Additionally, conventional systems are sensitive to background noise and interference which greatly affects the throughput of the conventional system. For example, due to background noise and interference, conventional systems can indicate a threatening object on a person when no object exists which results in another false alarm. That is, this false alarm is not the result of mischaracterizing an existing object, but the result of an indication that an object exists when it does not. Sources of background noise include wheelchairs, trams, subways and even automobiles that pass proximate, but outside, a screening region of the conventional system. Once an alarm is indicated, whether false or not, only a more thorough investigation can determine if a threatening object exists. In the meantime, the throughput of the system has been interrupted and diminished. More problematic, background noise can interfere with the operability of conventional systems by overwhelming the system to mask the detection of a legitimately threatening object. Furthermore, if the magnitude of the background noise or interference is substantial, the operation of the system can be temporarily suspended or rendered inoperable.

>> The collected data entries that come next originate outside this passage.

PR #2413, opened 2025-02-03
fix: use v4.18.0-27 uploader image

codingben:
Use image from unreleased registry that
will contain disk-uploader binary.

### DIFF
--- a/src/utils/components/ExportModal/constants.ts
+++ b/src/utils/components/ExportModal/constants.ts
@@ -92,4 +92,4 @@ export const ALREADY_CREATED_ERROR_CODE = 409;
 
 export const UPSTREAM_UPLOADER_IMAGE = 'quay.io/kubevirt/tekton-tasks:v0.23.0';
 export const DOWNSTREAM_UPLOADER_IMAGE =
-  'registry.redhat.io/container-native-virtualization/kubevirt-tekton-tasks-create-datavolume-rhel9:v4.17';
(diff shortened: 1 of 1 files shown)


codingben:
@upalatucci Can you please review it?

src/utils/components/ExportModal/constants.ts
```diff
@@ -92,4 +92,4 @@ export const ALREADY_CREATED_ERROR_CODE = 409;
 
 export const UPSTREAM_UPLOADER_IMAGE = 'quay.io/kubevirt/tekton-tasks:v0.23.0';
 export const DOWNSTREAM_UPLOADER_IMAGE =
-  'registry.redhat.io/container-native-virtualization/kubevirt-tekton-tasks-create-datavolume-rhel9:v4.17';
+  'registry-proxy.engineering.redhat.com/rh-osbs/container-native-virtualization-kubevirt-tekton-tasks-create-datavolume-rhel9:v4.18.0-27';
```
dominikholler, line 95: What is the reason of lock to a fixed build instead of using the flating tag `v4.18` ?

Another form of interference or background noise that needs to be addressed in conventional systems is crosstalk between two or more systems, or crosstalk between respective portals of a single conventional system. Crosstalk results from the close proximity of circuitry and electronic components wherein undesirable communication occurs between the conventional systems or portals and effectively negates or impedes a proper screening process. Conventional structures and methods to address crosstalk include providing physical buffer zones to impede or block the interference. However, the buffer structures increase the area or footprint of a conventional system. In facilities where surface area is at a premium, increasing the footprint of a conventional system may not be an option if any desirably throughput is to be maintained.
Accordingly, there is a need to improve the capabilities of circuitry, systems and methods for detecting magnetic fields. There is a need to improve the capabilities of conventional security screening systems wherein increasing the sensitivity of the system does not affect the selectivity or distinguishing capability of the system thereby maintaining a reasonable throughput. Moreover, there is a need to increase the selectivity or distinguishing capability of the conventional security screening systems. Furthermore, there is a need to improve designs of security screening systems to negate or cancel background noise and interference without increasing the footprint of the system. Making these improvements will increase the capability of security screening systems to detect threatening objects, to distinguish between threatening and non-threatening objects, and to increase throughput, all the while increasing public safety.